Every line below that includes the word "required" needs to be copied.

◆ ◆ ◆ ◆

PR #1531, opened 2025-10-01
feat(stdlib): add new VRL function `basename` to get last component of the path 

titaneric:
## Summary

This PR intends to add a new VRL function called `basename` similar to what Linux command does to get the last component of the given path.

## Change Type

- [ ] Bug fix
- [x] New feature
- [ ] Performance

## Is this a breaking change?

- [ ] Yes
- [x] No

## How did you test this PR?

```bash
cargo test stdlib --lib
./scripts/check_changelog_fragments.sh
```

## Checklist

### DIFF
--- a/src/stdlib/basename.rs
+++ b/src/stdlib/basename.rs
@@ -1,0 +1,152 @@
+use crate::compiler::prelude::*;
+use std::path::Path;
+
+fn basename(value: &Value) -> Resolved {
+    let path_str_cow = value.try_bytes_utf8_lossy()?;
+    let path_str = path_str_cow.as_ref();
+
+    // strip the trailing slash if it exists
+    let path = if path_str.len() > 1 && path_str.ends_with('/') {
+        Path::new(&path_str[..path_str.len() - 1])
+    } else {
+        Path::new(path_str)
+    };
+
+    let basename = path.file_name().and_then(|s| s.to_str()).map(Value::from);
+    Ok(basename.into())
+}
+
+#[derive(Clone, Copy, Debug)]
+pub struct BaseName;
+
+impl Function for BaseName {
+    fn identifier(&self) -> &'static str {
+        "basename"
+    }
+
+    fn parameters(&self) -> &'static [Parameter] {
+        &[Parameter {
+            keyword: "value",
+            kind: kind::BYTES,
+            required: true,
+        }]
+    }
+
+    fn compile(
+        &self,
+        _state: &state::TypeState,
+        _ctx: &mut FunctionCompileContext,
+        arguments: ArgumentList,
+    ) -> Compiled {
+        let value = arguments.required("value");
+
+        Ok(BaseNameFn { value }.as_expr())
+    }
+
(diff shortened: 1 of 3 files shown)


src/stdlib/basename.rs
```diff
@@ -0,0 +1,152 @@
+use crate::compiler::prelude::*;
+use std::path::Path;
+
+fn basename(value: &Value) -> Resolved {
```
pront, line 4: Can we use https://doc.rust-lang.org/std/path/struct.Path.html#method.file_name here?

titaneric: I have adopted `file_name` in the implemetation, and I remove the necessary trailing slash futher.

pront (approved):
Looks good and sufficiently tested.

titaneric:
@simplepad , providing a additional "platform" sounds a good idea for me. I would dig into it and submit a PR later

simplepad:
@titaneric you would also have to give up on using std::path, and either implement the functions yourself or look into adding a dependency on something like https://github.com/chipsenkbeil/typed-path

pront:
My thoughts, before we rush into an implementation:

* making these platform-agnostic is actually desirable and can avoid bad surprises.

For example we avoid this case:

```
split_path!("C:\\Program Files\\App")
```

Which I believe currently will return:

```
["C:\\Program Files\\App"]
```

* the input can determines the parsing, e.g. `"C:\\Program Files\\App"` is going to be treated as a Windows path. I think `uni_path` will work nicely here.
* we assume correctly formatted input path, paths like `"C:\\Program Files/App"` are left to the implementation and it's up to the user to pre-process/fix such paths (that's where a `to_unix_path` function would come in handy)

simplepad:
@pront Good idea, I just think being able to hint to the function the correct platform to use could improve performance (the function doesn't have to waste cpu cycles guessing) and also resovle any edge cases with relative paths (for example `foo\bar/baz`).

titaneric:
I just give it a try. I think it might impossible to introduce `uni_path` to the VRL

We have multiple compilation error in different functions since the `uni_path` implements [AsRef for Cow](https://docs.rs/uni-path/latest/uni_path/struct.Path.html#impl-AsRef%3CPath%3E-for-Cow%3C'_,+str%3E) and we need to revise multiple of them.
```
error[E0283]: type annotations needed
  --> src/stdlib/parse_duration.rs:13:14
   |
13 |             .get(string.as_ref())
   |              ^^^        ------ type must be known at this point
   |              |
   |              cannot infer type of the type parameter `Q` declared on the method `get`
   |
   = note: multiple `impl`s satisfying `Cow<'_, str>: AsRef<_>` found in the following crates: `alloc`, `uni_path`:
           - impl AsRef<uni_path::Path> for Cow<'_, str>;
           - impl<T> AsRef<T> for Cow<'_, T>
             where T: ToOwned, T: ?Sized;
help: consider specifying the generic argument
   |
13 |             .get::<Q>(string.as_ref())
```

◆ ◆ ◆ ◆

Response area:
+            required: true,
+        let value = arguments.required("value");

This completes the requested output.